Recently, the 25% decline in Bitcoin's price has caught the attention of institutional investors. Since the beginning of October, Bitcoin has dropped to a level of $91,000, completely shifting the risk perception in the options market. A sharp reversal is observed from the popular $140,000 call positions of last year to today's $85,000 put side.
Data from Deribit shows that the open interest level for the $140,000 call position, which had long been around $2 billion, has fallen to $1.63 billion. Meanwhile, the $85,000 put option has reached the top with an open interest of $2.05 billion. This indicates that investors are heavily favoring put options to hedge against price declines.
Additionally, put positions at the $80,000 and $90,000 levels have surpassed the volume of the $140,000 calls. Deribit executives note that particularly the put options in the short-term range between $84,000 and $80,000 have seen high volumes, and they expect volatility to increase as the year-end approaches.

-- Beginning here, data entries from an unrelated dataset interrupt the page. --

PR #598, opened 2022-10-11
Polygon cUSDCv3 deploy

scott-silver:
Deploy script and updates for a potential Polygon cUSDCv3 market.

- Renames IWETH9.sol to IWrappedNativeToken.sol (since we will use it for WETH, WMATIC and potentially WAVAX)
- Updates the WETH references in Bulker.sol to WrappedNative
- Adds `fxRoot` to the `mainnet/USDC` roots, along with relations to find the `stateSender`
- Polygon cUSDCv3 config
- Polygon cUSDCv3 deploy script
- updates executeOpenProposalAndRelay to only attempt to relay for proposals that target a bridged deployment (otherwise, the `relayMessage` will timeout waiting for a message that never comes)

TODOs

- [x] rename IWrappedNativeToken.sol to IWrappedNativeAsset.sol
- [x] lint
- [x] set `supplyCap`s to 0
- [x] decide on assets
- [x] ~~decide on borrow factors, collateral factors, liquidation factors~~ (set in proposal)
- [x] ~~update `mainnet/USDC` roots~~ [edited roots.json manually]
- [x] update `Polygon/USDC` roots


deployments/polygon/usdc/configuration.json
```diff
@@ -0,0 +1,64 @@
...
+  },
+  "assets": {
+    "WETH": {
+      "address": "0x7ceb23fd6bc0add59e62ac25578270cff1b9f619",
+      "priceFeed": "0xF9680D99D6C9589e2a93a78A04A279e509205945",
+      "decimals": "18",
+      "borrowCF": 0.825,
+      "liquidateCF": 0.895,
+      "liquidationFactor": 0.95,
+      "supplyCap": "500000e18"
```
scott-silver, line 34: added some placeholder `supplyCap`s for scenarios, but we should set these to 0 before merging

deployments/polygon/usdc/configuration.json
```diff
@@ -0,0 +1,64 @@
...
+    "borrowSlopeHigh": 0.25,
+    "borrowBase": 0.015
+  },
+  "tracking": {
+    "indexScale": "1e15",
+    "baseSupplySpeed": "0e15",
+    "baseBorrowSpeed": "0e15",
+    "baseMinForRewards": "1000000e6"
+  },
+  "assets": {
```
scott-silver, line 26: tossed in some assets (with some arbitrary `borrowCF`, `liquidateCF` and `liquidationFactor` values); additions/removals/adjustments welcome

deployments/polygon/usdc/configuration.json
```diff
@@ -0,0 +1,64 @@
...
+    "WETH": {
+      "address": "0x7ceb23fd6bc0add59e62ac25578270cff1b9f619",
+      "priceFeed": "0xF9680D99D6C9589e2a93a78A04A279e509205945",
```
scott-silver, line 29: this is the `ETH / USD` price feed for Polygon

deployments/polygon/usdc/configuration.json
```diff
@@ -0,0 +1,64 @@
...
+      "decimals": "18",
+      "borrowCF": 0.825,
+      "liquidateCF": 0.895,
+      "liquidationFactor": 0.95,
+      "supplyCap": "500000e18"
+    },
+    "WBTC": {
+      "address": "0x1bfd67037b42cf73acf2047067bd4f2c47d9bfd6",
+      "priceFeed": "0xDE31F8bFBD8c84b5360CFACCa3539B938dd78ae6",
```
scott-silver, line 38: this is the `WBTC / USD` price feed. it is a "Custom" feed, which Chainlink describes as "Feeds built to serve a specific use case and might not be suitable for general use"

there is also a `BTC / USD` feed

deployments/polygon/usdc/configuration.json
```diff
@@ -0,0 +1,73 @@
...
+      "decimals": "8",
+      "borrowCF": 0.70,
+      "liquidateCF": 0.77,
+      "liquidationFactor": 0.95,
+      "supplyCap": "500000e18"
+    },
+    "WMATIC": {
```
scott-silver, line 45: so the plan to launch on Polygon without `WMATIC` as a collateral asset hit a snag: having a functioning Bulker requires passing in a `wrappedNativeAsset` that is a collateral asset in the protocol.

so if you create an instance of Bulker with `WMATIC` as the `wrappedNativeAsset`, but `WMATIC` is not a collateral asset, then attempts to use the `ACTION_SUPPLY_NATIVE_ASSET` and `ACTION_WITHDRAW_NATIVE_ASSET` actions will fail.

our options seem to be:

- launch on Polygon without Bulker; update the UI to work without Bulker
- launch with a Bulker where the `ACTION_SUPPLY_NATIVE_ASSET` and `ACTION_WITHDRAW_NATIVE_ASSET` will revert; update scenarios to exclude the Polygon deployment from scenarios that test that functionality
- launch with WMATIC; add cWMATICv3 later (ending up with both as collateral assets)
- launch cWMATICv3, followed by cUSDCv3 (with cWMATICv3 as collateral asset)

contracts/Bulker.sol
```diff
@@ -14,28 +14,28 @@ interface IClaimable {
 contract Bulker {
     /** General configuration constants **/
     address public immutable admin;
-    address payable public immutable weth;
+    address payable public immutable wrappedNativeAsset;
```
scott-silver, line 17: Changing this value from `weth` to `wrappedNativeAsset` is purely a cosmetic change (the variable might actually refer to a different wrapped asset, like wrapped Matic or wrapped Avax).

It's a nice update, but causes issues when trying to read this value for deployments that use the existing Bulker (trying to read `bulker.wrappedNativeAsset()` from those contracts reverts, since their equivalent is `bulker.weth()`).

Some options to deal with this:

1. deploy new Bulkers for `mainnet` and `goerli`
2. revert these updates to Bulker; leave the references to `weth` as is
3. create a `context.getNativeAssetWrapper` function that returns the value at this storage slot, wether it's called `weth` or `wrappedNativeAsset`

re-deploying seems heavy-handed; 2 or 3 seem preferable

deployments/polygon/usdc/configuration.json
scott-silver: discussed during Parking lot.

it sounds like we're comfortable deploying with a Bulker that has a few actions that revert. when we want to have a Polygon Bulker that is capable of wrapping MATIC via a cWMATICv3 deployment, we'll need to create a new Bulker that takes in another Comet instance as a wrapper asset (instead of a WETH-style wrapper asset).

contracts/Bulker.sol
scott-silver: also resolved in parking lot

deployments/polygon/usdc/configuration.json
scott-silver: agreed. will update

scott-silver: updated

scenario/utils/index.ts
```diff
@@ -257,6 +258,10 @@ export async function isBulkerSupported(ctx: CometContext): Promise<boolean> {
   return bulker == null ? false : true;
 }
 
+export function isInNetwork(ctx: CometContext, networks: string[]): boolean {
```
scott-silver, line 261: we should replace this with the more powerful `matchesDeployment`fn from #587: 

https://github.com/compound-finance/comet/pull/587/files#diff-33630834798399f8c06541165f332a3c60939d28f72c8a664a4e4e116737d02aR265

jflatow: Really wish we could get rid of `matchesDeployment` though and find a way to do things through constraints

deployments/polygon/usdc/configuration.json
jflatow: I guess next steps are to rebase this on supply cap constraint, set these to 0, and take out of 'draft' status?

scenario/utils/index.ts
scott-silver: most often, we need `matchesDeployment`because there's a scenario that assumes a particular relationship between the base asset and a collateral asset.

for example, if you have a scenarios that 1) supplies 1,000 of `$asset0` and then 2) borrows 100 of the base asset.

that works for many of our deployments, because the base asset is a stablecoin and the first asset is worth more than $1/unit.

but you need way more collateral than that when the base asset is WETH.

scott-silver: we could add a helper function that takes in a comet instance and a number of base units and it returns you the amount of the first collateral asset that is needed in order to cover a borrow of that many base units

jflatow: Then we're getting away from using real numbers in scens... I'm starting to think a PriceConstraint, though relatively complicated, might solve a bunch of these problems more elegantly

scott-silver: #615

deployments/polygon/usdc/deploy.ts
```diff
@@ -0,0 +1,74 @@
...
+  const deployed = await deployComet(deploymentManager, deploySpec);
+  const { comet } = deployed;
+
+  // Deploy Bulker
+  const bulker = await deploymentManager.deploy(
+    'bulker',
+    'Bulker.sol',
+    [
+      await comet.governor(),      // admin
+      ethers.constants.AddressZero // weth (zero address, since Polygon deployment does not include WMATIC)
```
jflatow, line 64: We should revisit this?

kevincheng96: That field has changed to `wrappedNativeToken` in `BaseBulker`. So we can pass in the address of `WMATIC` here.

Also need to update the file from `Bulker.sol` to either `BaseBulker.sol` or `PolygonBulker.sol` (which does not exist yet).

deployments/polygon/usdc/configuration.json
scott-silver: updated supply caps

scenario/BulkerScenario.ts
```diff
@@ -10,15 +10,16 @@ scenario(
     filter: async (ctx) => await isBulkerSupported(ctx) && !matchesDeployment(ctx, [{deployment: 'weth'}, {network: 'mumbai'}]),
     supplyCaps: {
       $asset0: 3000,
+      $asset2: 1,
```
scott-silver, line 13: commented on this in #668, but wanted to mention it here; 

This scenario assumes that the wrapped native token collateral asset has a supply cap of at least .01 units.

In the Polygon deploy, that asset is $asset2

A similar trend is observed in decentralized options platforms as well. According to the research team at Derive.xyz, there has been a significant accumulation at the $80,000 level for options that expire on December 26. Signs of weakness in the U.S. labor market and the possibility of a rate cut in December are reducing investors' risk appetite. This uncertainty is leading to a cautious approach in the options market.
The market indicates that extreme fear levels are signaling a bottom approach. The Fear and Greed Index has fallen to 15, while the RSI indicator is nearing the 30 level. Furthermore, wallets holding over 1,000 Bitcoins have been observed making significant purchases in the past week, suggesting that large investors are looking to take advantage of the low prices.